#Before jumping to analysis part, let's have a look into data
data2 <- readRDS("car_data_aggregate.rds")
str(data2)
## Classes 'tbl_df', 'tbl' and 'data.frame': 1490 obs. of 12 variables:
## $ brand_name : chr "ALFA ROMEO" "ASTON MARTIN" "AUDI" "BENTLEY" ...
## $ auto_dom : num 0 0 0 0 0 0 0 0 0 632 ...
## $ auto_imp : num 13 2 350 0 158 ...
## $ auto_total : num 13 2 350 0 158 ...
## $ comm_dom : num 0 0 0 0 0 0 0 0 0 789 ...
## $ comm_imp : num 0 0 0 0 0 197 319 0 0 199 ...
## $ comm_total : num 0 0 0 0 0 197 319 0 0 988 ...
## $ total_dom : num 0 0 0 0 0 ...
## $ total_imp : num 13 2 350 0 158 331 1460 9 3 256 ...
## $ total_total: num 13 2 350 0 158 ...
## $ year : num 2018 2018 2018 2018 2018 ...

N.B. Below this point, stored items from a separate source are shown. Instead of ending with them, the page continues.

PR #15, opened 2026-09-12
feat(auth): Adding a very simple template for a future auth system

Airbag65:
### Authentication

It might be a good idea to not let just anyone hit the endpoints as they please. This adds a very simple working template for how a future, more robust authentication system might look.

#### Usage
- If you don't want you use any authentication at all, just toggle the `require_auth` flag in `auth.py` to false. If you do want authentication, toggle it to true.
- You'll need to set an `auth_token` in a `.env` (this PR comes with an example of that)
- In the request, use the `Autorization` header with the typical `Bearer <token>` pattern

If the token is not correct or the usage is not correct, you'll receive a `401 Unauthorized` response. Otherwise the endpoints will respond with what they usually do.


main.py
```diff
@@ -13,9 +15,12 @@
 
 app = FastAPI()
 
+
 @app.put("/db")
-async def put(key: str, value: str):
+async def put(request: Request, key: str, value: str):
     db = None
+    if not is_validated(request):
```
crydafan: How about using an authentication middleware instead? For a cleaner separation of concerns.

Here's a simple example from Gemini:

```python
import time
from fastapi import FastAPI, Request

app = FastAPI()

@app.middleware("http")
async def add_process_time_header(request: Request, call_next):
    # 1. Code here runs BEFORE the request hits the route
    start_time = time.time()
    
    # 2. Pass the request down the line to the endpoint
    response = await call_next(request)
    
    # 3. Code here runs AFTER the route finishes (on the response)
    process_time = time.time() - start_time
    response.headers["X-Process-Time"] = str(process_time)
    
    return response

@app.get("/")
async def root():
    return {"message": "Hello World"}
```

mattsva: +1

config.json
```diff
@@ -0,0 +1,3 @@
+{
```
mattsva: @danieldeer is it even supposed to use json as a config lang.? Maybe we could use python itself (would make sense) or something else?
If you say json is good, we could stick at it, I mean you are the maintainer.

auth.py
```diff
@@ -0,0 +1,32 @@
+import json
+import os
+
+from fastapi import Request
+from dotenv import load_dotenv
+
+
+def load_config():
```
mattsva: what if there is no config file?
-> I would make a fallback here.

mattsva: I mean, yeah, if there’s no configuration, this may be unnecessary. But if we want to keep this config file for some important settings, then I think this should be necessary.

.gitignore
```diff
@@ -98,7 +98,7 @@ ipython_config.py
 #   Similar to Pipfile.lock, it is generally recommended to include uv.lock in version control.
 #   This is especially recommended for binary packages to ensure reproducibility, and is more
 #   commonly ignored for libraries.
-# uv.lock
+uv.lock
```
mattsva: I dont think that this should be in this PR. Its a general problem.

main.py
```diff
@@ -25,14 +30,20 @@ async def put(key: str, value: str):
...
+async def get(request: Request, key: str):
     db = None
+    if not is_validated(request):
+        raise HTTPException(status_code=401, detail=f"Not authenticated")
     with open(db_file, "rb") as f:
         db = pickle.load(f)
     f.close()
     if db is None:
-        raise HTTPException(status_code=404, detail=f"Database file {db_file} could not be opened and loaded")
+        raise HTTPException(
```
mattsva, line 55: @Airbag65 why change this?

main.py
Airbag65: Yes, I like that idea. Will amend the PR with this when I get the chance to

mattsva (changes requested):
I though about maybe even making a authentication so that it can be turned on / off per separate data, and not just for all. But this is just an idea, need a approve from @danieldeer.

I said what I would change in the code comments.

main.py
mattsva: @Airbag65 You can change the PR on fly, with another commit and pull to your fork, in the right branch, so you could do that here if you like to.

main.py
crydafan: Possibly the formatter

main.py
Airbag65: @mattsva That is what I had in mind

config.json
Airbag65: Not much thought actually went into the decision to choose JSON. I did think briefly to use TOML, but for a working POC i just went with what was the easiest for me to make work in the moment

main.py
mattsva: I tested it now, because I was curious. Yeah black does that.

auth.py
Airbag65: A fallback is absolutely necessary in this case, I'll add that! A config-file for for just this case might very well be overkill, but I thought it might be a good thing to have for the future in order to actually have a place to add more "settings"

.gitignore
Airbag65: Agreed!

auth.py
mattsva: Im agreeing on that. Its just necessary to choose the right lang to configure. In this simple case it doesnt matter that much but maybe is over all a lang like python better to configure. So as example a `configuration.py` except for a json. But thats something @danieldeer needs to decide mainly.

config.json
mattsva: Sure, json isnt wrong. I would personaly just use Python for that, or maybe Lua, but Lua would be not good, because we use Python in the project itself, that would be convenient. But another lang would be fine too. It depence on the complexity those settings will get over time.

mattsva: With a python `configuration.py` you could make filtering smart. So as example if an obj id starts with 'admin.' its just for API keys with the admin permission, if its starting with 'base.' its just the baseline permission.
I hope everyone gets what I mean now xd

Airbag65: I absolutely see your point, and agree. Will shortly be adding another commit to the PR where this will be addressed :)

configuration.py
```diff
@@ -0,0 +1,13 @@
+from dataclasses import dataclass
```
mattsva: Thats good for structuring the code, but I would even consider having a dedicated configuration language, using Python as an example. This is just a blueprint, but it could look something like this:

```python
from seriousdb import config

@config
class AUTH:
    if id.startswith("admin."):
        require(permission.admin)
    elif id.startswith("user."):
        require(permission.user)
    else:
        require(None)
```

Don't get me wrong, this isn't necessarily a perfect approach, but I hope it makes the idea clear.

A `.env` file is useful, but I don't think it's the right abstraction for everything. We could support configuration through `.json`, `.py`, `.toml`, or even `.env`, depending on the use case. However, I would strongly disagree with making `.env` the primary solution for more complex configuration.

Personally, I would prefer a `.py`-based configuration language, or some kind of configuration language integrated into the DB itself - potentially even supporting both. A real programming language makes the possible use cases and usability much wider than a static format like `.env` or `.json`. Static configuration isn't always the best solution; having fluid/configurable logic becomes increasingly useful as the project grows and gains more features.

Python's data structures and overall data-management capabilities are especially interesting for this, particularly if the application itself is written in Python like we have it here.

Nevertheless, an interface like the current `configuration.py` could still be useful. I would see it more as an interpreter/interface for the actual configuration file, rather than necessarily being the configuration format itself.

The main point is that I don't think this is really about auth anymore. It's a more fundamental decision about what should be configurable in the final project and how configuration should work.

Because of that, I wouldn't try to solve this in the current PR. I would rather open a separate PR specifically for a configuration language. I'm considering working on that, but I'm also completely open to you doing it. You may have a different approach in mind, or I may be misunderstanding something, so please correct me if that's the case.

I'd also like to discuss this with @danieldeer too.

Should we open a discussion specifically about the configuration system/language? I think it would be useful to settle the general direction before implementing it.

crydafan: The problem with a dynamic configuration like you mentioned is that it needs to be evaluated for each request, possibly thus introducing the overhead of running the configuration logic. 

Your example reminds me of authorization, one of the standards to handle authorization is by using JWTs, these are stateless tokens that contain signed metadata issued by a user, created by the server and then sent back to the user for future request authorization.

I wouldn't mind using a static `.conf` based configuration. Possibly in the future there could be a use case for dynamic configuration.

mattsva: I do think booth do have their needs. It depence on the use case and on the features. Now it's not necessary but later it may be.

Maybe the auth wasn't the best example for it, I just wanted to show that this could be smth like that.
It does add a little overhead, but as a cost you may wanna pay.
Maybe make such a think like dynamic configs optional?

mattsva: I know what JWTs are @crydafan btw

Airbag65: I actually didn't think of the fact that the config aspect of this PR probably shouldn't be included in the same PR, but I fully agree that it should probably be separate. And I do think we should open up a discussion thread for it before actually deciding, and of course @danieldeer has the last say in the question! I'll make some modification to this PR, to just simply have it as a global variable for now, and then I'll open that thread

Airbag65:
I have solved the above mentioned and opened a [discussion thread](https://github.com/danieldeer/seriousdb/discussions/41) for the configuration

receptaha:
Isn't the goal of this project to create an HTTP database? That implies each client needs its own separate database, so I assume each auth token should have its own unique database. However, I see in this PR that the token is being implemented via an environment variable; is that correct?

Airbag65:
This PR is by absolutely no means a fully fletched auth implementation. There would absolutely need to be additional things to make it work for every use case, but it has a working POC and something to work from.

I'd say the project ist not yet at a state where it would justify a complete implementation, but I welcome all feedback

configuration.py
mattsva: > I actually didn't think of the fact that the config aspect of this PR probably shouldn't be included in the same PR, but I fully agree that it should probably be separate. And I do think we should open up a discussion thread for it before actually deciding, and of course @danieldeer has the last say in the question! I'll make some modification to this PR, to just simply have it as a global variable for now, and then I'll open that thread

Good for now

Airbag65:
Made a new version of this PR to follow the new code style. Closing this one

PR #17, opened 2026-09-12
Add Nix development environment

mattsva:
# Adds a reproducible Nix development environment with Python 3.14, FastAPI, FastAPI CLI, and Black.

Use it with:
```bash
nix develop
```


mattsva:
@danieldeer  you may not need Nix flakes, but they make life for NixOS users (and Nix users in general) a lot easier. They provide the packages in a shell, so it’s kind of like uv, but even easier.

danieldeer:
@mattsva I have never seen Nix flakes in repositories, and I am sure they make people's lives easier. I just don't know whether they should be part of this repository, because they are useful only to a minority of users.
I need some expert opinions here.

crydafan:
Hey, @danieldeer

Every serious open source project needs a Nix flake. In all seriousness, this reminds me of when I was working at a startup and one of the projects had a Nix flake in it, cool.

From Gemini:

> Nix flakes are a standardized, self-contained format for managing Nix projects and configurations using a `flake.nix` file and a lock file (`flake.nix` and `flake.lock`).

Now, I'm no expert but I would believe this is quite similar to how NPM works by using a lock file to pin package versions. That's my two cents.

Cheers!

mattsva:
@crydafan Yeah, flake.lock files do work like that: they pin dependencies to an exact commit (with a hash), effectively locking the version of the package.

And @danieldeer, I don't think it's a minor part. Big projects like zed-industries/zed and hyprwm/Hyprland use them too. There are plenty of other examples, but those are the two that come to mind.

crydafan (approved):
Looks good to me!

tymscar:
More and more projects go down this path and it makes a lot of sense as using Nix is not just something people on NixOS do, but also those on any other linux distro, or macos, if they so choose.

mattsva:
> More and more projects go down this path and it makes a lot of sense as using Nix is not just something people on NixOS do, but also those on any other linux distro, or macos, if they so choose.

I meant that actually. I may use NixOS but I consider every one using Linux or maybe even Macos as a programmer using Nix and Nix flakes.
Isn't there even a BSD Port, I guess so.

PR #23, opened 2026-09-12
Improve API endpoints and validation

FriedAxons:
## Summary

This PR adds API functionality for deleting keys and retrieving all stored key-value pairs, while aligning the implementation with the project's current cache-based architecture.

### Changes

- Add `DELETE /db` to remove a key-value pair and return its value.
- Add `GET /db/all` to retrieve all currently stored key-value pairs.
- Validate that `PUT /db` keys contain at least one character.
- Integrate the API additions with the shared `Cache` implementation.
- Keep API routes in `main.py` and use the existing cache methods for database operations.
- Preserve the project's JSON persistence, locking, lifespan handling, and background flush behavior.
- Add explicit cache type annotations to address static type-checking issues.

### API behavior

`DELETE /db` returns the deleted value and a `404` response when the key does not exist.

`GET /db/all` returns all currently stored key-value pairs.

`PUT /db` returns `422` when the key is empty.


mattsva (approved):
lgtm

danieldeer:
I think the DELETE endpoint is needed.
We don't need a GET ALL (at least I can not think of a use case for it). In which case would you ever query a WHOLE database?
And I also would discard the empty string special handling (key validation), because in my opinion users should be able to specify an empty key. We don't know their use case. Possibly someone will create a database of hashes, and he wants to also store the hash of an empty string.

danieldeer:
Please go ahead with implementing the DELETE. Note that this needs to be aligned with the latest changes (replacement of pickle with json, and use the in-memory cache).

mattsva:
> I think the DELETE endpoint is needed. We don't need a GET ALL (at least I can not think of a use case for it). In which case would you ever query a WHOLE database? And I also would discard the empty string special handling (key validation), because in my opinion users should be able to specify an empty key. We don't know their use case. Possibly someone will create a database of hashes, and he wants to also store the hash of an empty string.

I think an GET ALL could be useful. As you said "We don't know their use case.", so maybe leave that in for now.

danieldeer:
okay, @mattsva convinced me

FriedAxons:
> I think the DELETE endpoint is needed. We don't need a GET ALL (at least I can not think of a use case for it). In which case would you ever query a WHOLE database? And I also would discard the empty string special handling (key validation), because in my opinion users should be able to specify an empty key. We don't know their use case. Possibly someone will create a database of hashes, and he wants to also store the hash of an empty string.

I’ve updated the API changes to align with the JSON persistence and in-memory `Cache` approach you introduced.

The `GET /db/all` and `DELETE /db` endpoints now use the shared cache and locking implementation rather than the previous direct pickle file access. I also cleaned up the cache state with explicit type annotations and handled the optional filename/database values so the type-checking warnings around `open()` and `cache.db` are resolved.

Regarding the API design feedback, I agree that `DELETE` is useful. I can also see your point about allowing an empty string as a valid key, since we shouldn’t assume what users will use the database for. I’m open to removing that validation.

For `GET /db/all`, I added it mainly because it is useful for inspecting the contents of this small key-value store during development and testing, but I understand the concern about exposing a whole-database query. I'm happy to remove it if you think keeping the API surface minimal is preferable.

Thanks for the feedback on both the persistence direction and the API design. It helped me bring the changes in line with the project's newer approach rather than continuing with the older pickle-based implementation.

mattsva (approved):
LGTM. I did not test it, but it looks right.

mattsva:
Does this conflict with newer PRs like https://github.com/danieldeer/seriousdb/pull/63 or other restructuring? 

Nevertheless, it looks good

FriedAxons:
> Does this conflict with newer PRs like #63 or other restructuring?
> 
> Nevertheless, it looks good

It has been updated to reflect those changes. I am now working on updating the test suite to also match those changes for #27 and resolve conflicts.

FriedAxons:
@danieldeer I've updated PR #23 to align the API changes with the current modular JSON/cache architecture.

The `GET /db/all` and `DELETE /db` endpoints now use the shared `Cache` and locking implementation, with database operations kept in `db.py` and HTTP routes in `main.py`. I also updated the cache typing so the optional filename and database state are explicit and the related Pylance warnings are resolved.

I also kept the existing key validation for now. I saw your point about allowing an empty string as a valid key, and I'm happy to remove that behavior if you prefer empty keys to be supported.

For `GET /db/all`, I understand the concern about exposing a whole-database query. I added it primarily because it is useful for inspecting this small key-value store during development and testing, but I'm happy to remove it if you would prefer a smaller API surface.

Thanks again for the feedback. The changes now follow the project's current modular JSON/cache direction rather than the older pickle-based implementation.

src/seriousdb/db.py
acai10, line 1: Could we centralize the cache.db is None check to avoid repeating the same error handling in every function, something like get_db(cache: Cache)? Also, for select and delete_key, using direct dictionary access or pop() with a targeted except KeyError would make the distinction between a missing key and a value of None clearer.

FriedAxons: Hopefully this is more in line with what you meant. Please let me know if there is any issues. I'm learning as I go.

acai10: lgtm

FriedAxons: Thank you for your insight. In what little bit I've used Python with this project I've already learned a lot. Things in which I've never done with it before. It's also normally not the language I've primarily worked with so it's been interesting in that respect too.

acai10: I just found out about this project through Daniel's video, but I have no idea about the conventions of the codebase. Maybe we should start commenting out the code or that we add a comment to each function using docstrings, such as: 
```
    “”"
    Remove a key from the cache and return its previous value.

    Raises:
        HTTPException: If the database is unavailable or the key does not exist.
    “”"
```
Or we could leave it as is and just say that good code explains itself, but that’s up to @danieldeer to decide.

FriedAxons:
@danieldeer I’ve updated PR #23 again to align the API changes with the latest upstream architecture.

The API additions now use the current `Cache` implementation directly, including `GET /db/all` and `DELETE /db`, while preserving the key validation. I also adapted the routes to the newer lifespan, dependency-injection, and background flush patterns from upstream.

I removed the old `db.py` approach because the database operations have since been moved into `Cache`, and kept the JSON persistence, locking, and corrupt-file handling from the current implementation.

I also kept the cache type annotations that were needed to resolve the Pylance issues around `db` and `filename`.

The PR should now be aligned with the latest structure on `main`.

src/seriousdb/cache.py
AnnoDomine, line 1: @FriedAxons This is a great improvement, really liking the proper typing!

Could you also add explicit return type hints to all function/method definitions where applicable? That would make the type annotations fully complete and accurate.

AnnoDomine (changes requested):

src/seriousdb/cache.py
FriedAxons: Done. I added explicit return type hints to the applicable API and cache functions, including the lifespan handler and cache `load`/`flush` methods.

I also rebased the branch onto the latest `main` so these changes are now aligned with the current project architecture.

AnnoDomine (approved):

PR #25, opened 2026-09-12
added a simple cache class for cleaner management

Lazy690:
This PR introduces a Cache class to reduce redundant file I/O by keeping the database in memory during server operation. The implementation includes utility methods (insert, select, flush, load) to streamline common operations.

I have experience building SQL-like database engines from scratch in C++, and I'd be happy to refine this further or take on additional improvements if it aligns with the project's direction. There's no pressure to merge—I'm here to help however works best for you.


main.py
```diff
@@ -3,37 +3,55 @@
...
-    db = None
-    with open(db_file, "rb") as f:
-        db = pickle.load(f)
-        db[key] = value
-    f.close()
-    with open(db_file, "wb+") as f:
-        pickle.dump(db, f)
-    f.close()
+    insert(key, value, cache)
+    flush(cache)
```
crydafan, line 51: I may be overengineering this,

But could calling `flush` after multiple write operations become a performance bottleneck? It would make sense to enqueue flush requests and let a background worker handle them asynchronously, so writes are not blocked waiting for the flush to complete.

What happens if you overwrite an existing key while its previous value is still being flushed to disk? For example, suppose the previous value is larger than the new value and therefore takes longer to flush. The in-memory value could already have been replaced while the write of the old value is still in progress. Possibly introducing a race condition.

PR #26, opened 2026-09-12
Refactor/cache class *fixed potential race condition

Lazy690:
This PR introduces a Cache class to reduce redundant file I/O by keeping the database in memory during server operation. The implementation includes utility methods (insert, select, flush, load) to streamline common operations.

I have experience building SQL-like database engines from scratch in C++, and I'd be happy to refine this further or take on additional improvements if it aligns with the project's direction. There's no pressure to merge—I'm here to help however works best for you.


main.py
```diff
@@ -2,38 +2,63 @@
...
-    db = None
-    with open(db_file, "rb") as f:
-        db = pickle.load(f)
-        db[key] = value
-    f.close()
-    with open(db_file, "wb+") as f:
-        pickle.dump(db, f)
-    f.close()
+    insert(key, value, cache)
+    flush(cache)
```
crydafan, line 67: I may be overengineering this,

Calling `flush` after multiple write operations may become a performance bottleneck. It would make sense to enqueue flush requests and let a background worker handle them asynchronously, so writes are not blocked waiting for the flush to complete.

And also, you spotted that possible race condition from your previous PR. Good!

Lazy690:
Thank you for the feedback sir. I will look into it tomorrow.

crydafan (approved):
Looks good to me. The flush queue could be implemented in a separate PR. Nicely done!

FriedAxons:
I actually added a concurrency regression test for the same issue in my PR #27.

The test reproduces the `EOFError` from #4 with overlapping API requests and verifies that concurrent database writes do not lose data or leave the `.sdb` file corrupted. The suite currently has 14 passing tests covering the API behavior and concurrency.

I saw that #26 is also addressing the race condition, but with the additional Cache/in-memory approach. The tests in #27 are intended to validate the observable API behavior regardless of which implementation is ultimately used, so they should still be useful for testing that approach.

I figured it would be helpful to have the regression coverage in place alongside the database changes.

crydafan:
@FriedAxons I do too think that those regression tests are useful. We should also take them into consideration.

mattsva (approved):
Same opinion as @crydafan. This should may be two PRs but for now it's fine. @danieldeer please take this PR in consideration. Looks good to me, could be a good start for a better interfacing.

danieldeer:
@Lazy690 can you update your PR to use JSON (see latest changes on main branch)? Then I'll merge it!

danieldeer:
@Lazy690 can you update your PR to use JSON (see latest changes on main branch)? Then I'll merge it!

.sdb
```diff
@@ -0,0 +1 @@
+{"default": "default", "dog": "1000"}
```
danieldeer: Don't commit the .sdb file please!

danieldeer:
There's still a merge conflict. Can't merge before this is resolved.

Lazy690:
@danieldeer I excluded .sdb from the commits, and I added the functions and class on top of your main code as to not create conflict, so that you can add them as you would like to the main code, hope this is to your liking.

danieldeer:
@Lazy690 I can't merge this as this is effectively dead code now. Please integrate your provided methods into the GET and PUT calls. I think this was done before and removed now (?)

danieldeer:
@Lazy690 if you tell me this is ready, I'll merge.

Lazy690:
@danieldeer its ready

PR #31, opened 2026-09-12
Delete

guenzel50-hue:
Addet delete


main.py
```diff
@@ -25,15 +26,41 @@ async def put(key: str, value: str):
...
+            detail=f"Database file {db_file} could not be opened and loaded",
+        )
     val = db.get(key, None)
     if val is None:
         raise HTTPException(status_code=404, detail=f"No value set for key {key}")
     return val
+
+
+@app.delete("/db")
+async def delete(key: str):
```
mattsva, line 48: This does look good and works I guess.

Its pretty similar to one feature in [#23](https://github.com/danieldeer/seriousdb/pull/23) and [#34](https://github.com/danieldeer/seriousdb/pull/34)

.sdb
mattsva, line 1: Don't commit this. And don't do this in a PR. This is the database file.

pyproject.toml
```diff
@@ -7,4 +7,5 @@ requires-python = ">=3.11"
 dependencies = [
     "black>=26.5.1",
     "fastapi[standard]>=0.141.1",
+    "main-py",
```
mattsva, line 10: I don't think this is necessary.

main.py
```diff
@@ -25,15 +26,41 @@ async def put(key: str, value: str):
...
+
 @app.get("/db")
 async def get(key: str):
     db = None
     with open(db_file, "rb") as f:
         db = pickle.load(f)
     f.close()
     if db is None:
-        raise HTTPException(status_code=404, detail=f"Database file {db_file} could not be opened and loaded")
+        raise HTTPException(
```
mattsva, line 37: This is still from black. So formating only.
It probably is changed tomorrow by @danieldeer in the new YT video.
This is the wrong place for that, not in this PR.

uv.lock
mattsva, line 1: Why?

mattsva (commented):
Maybe considering to go into [#23](https://github.com/danieldeer/seriousdb/pull/23) and comment your changes there.
That will make one really good PR, instead of 2 to 3 smaller, not as good ones!

It doesnt look bad tho.

(Yeas Ive wrote something really similar in [#34](https://github.com/danieldeer/seriousdb/pull/34))

.sdb
danieldeer: I don't get how this happens. We have .gitignored the .sdb so people don't add it.

danieldeer:
Can't consider this as it is full of unwanted files. (.sdb etc.)

.sdb
mattsva: > I don't get how this happens. We have .gitignored the .sdb so people don't add it.

Shouldnt happen anymore, this was from an early state of the `.gitignore` file.

guenzel50-hue:
Jea so im new to git and just typen git add .

Daniel Hirsch ***@***.***> schrieb am So. 13. Sept. 2026 um
12:24:

PR #32, opened 2026-09-12
Load db once at startup and impl a lock

NasriAnis:
Improves performance and safety of the file-backed database:

- Load the pickle database once at startup and keep it in memory instead of reading it from disk on every single request.
- Add a `threading.Lock` around access to the in-memory db scoping it to just the read/write critical sections (in-memory reads under lock, and the disk write on `PUT`).
- `GET` no longer touches disk at all and reads straight from memory.
- `PUT` still persists changes to disk immediately after updating the in-memory copy so the file stays in sync.


src/db.py
```diff
@@ -1,39 +1,53 @@
...
+
+def save_db(db):
     with open(db_file, "wb") as f:
-        pickle.dump({"default": "default"}, f)
-    f.close()
+        pickle.dump(db, f)
+
+
+# Load the database once into memory at startup
+db = load_db()
```
mattsva: That is good, my question (and yeah hat is even at the current version a problem), what if the DB is too large for memory? Does pickel handle that automatically?

src/db.py
```diff
@@ -1,39 +1,53 @@
...
 
 db_file = ".sdb"
+db_lock = threading.Lock()
+
+DEFAULT_DB = {"default": "default"}
+
 
-# Check if the database file exists, if not populate it
-if not os.path.isfile(db_file):
+def load_db():
```
mattsva, line 11: Looks about good

src/db.py
```diff
@@ -1,39 +1,53 @@
-import pickle
 import os
+import pickle
+import threading
+
 from fastapi import FastAPI
 from fastapi import HTTPException
 
 db_file = ".sdb"
+db_lock = threading.Lock()
```
mattsva, line 6: not bad,  @danieldeer needs to decide if he likes that or not.

main.py
```diff
@@ -1,39 +1,53 @@
...
 @app.get("/db")
 async def get(key: str):
-    db = None
-    with open(db_file, "rb") as f:
-        db = pickle.load(f)
-    f.close()
-    if db is None:
-        raise HTTPException(status_code=404, detail=f"Database file {db_file} could not be opened and loaded")
-    val = db.get(key, None)
+    with db_lock:
```
mattsva: This infant is necessary. good job

mattsva (commented):
Looks good, small but important stuff.

I would recommend changing the overall structure a bit. Making some API.py files some DB.py logic files etc. so splitting that.
-> Ig @danieldeer thats something you want to talk about more in a YT video, so how to structure.

NasriAnis:
Pushed a follow-up commit (c3a0374) moving every source file to `src/` and splitting things into db.py (data layer: load/save/lock/in-memory db), api.py (FastAPI app + routes), and main.py (uvicorn entrypoint).This addresses the structure feedback from @mattsva. Also updated docs/architecture.md to reflect the new layout.

PR #34, opened 2026-09-12
Added a DELETE endpoint

xqill275:
Added a simple delete endpoint. It takes a key as input and removes it from the DB. It then returns the value associated with that key.


mattsva:
Its pretty similar to one feature in [#23](https://github.com/danieldeer/seriousdb/pull/23). It's still does have a some good approaches, as example the docs.

Maybe considering to go into [#23](https://github.com/danieldeer/seriousdb/pull/23) and comment your changes there.
That will make one really good PR, instead of 2 smaller, not as good ones!

It does look good tho.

## $ month : num 9 9 9 9 9 9 9 9 9 9 ...
#It's always safe to check whether there is any duplicated/wrongly named entries when working with such a combined data set
distinct(data2[1])
## # A tibble: 51 x 1
## brand_name
## <chr>
## 1 ALFA ROMEO
## 2 ASTON MARTIN
## 3 AUDI
## 4 BENTLEY
## 5 BMW
## 6 CITROEN
## 7 DACIA
## 8 DS
## 9 FERRARI
## 10 FIAT
## # ... with 41 more rows
#I've discovered that we should remove the row starts with "ODD..." & "TOPLAM" and also there are 2 different "ASTON MARTIN", we should give the same name to them
data2 <- data2[!grepl("ODD, ", data2$brand_name),]
data2 <- data2[!grepl("TOPLAM:", data2$brand_name),]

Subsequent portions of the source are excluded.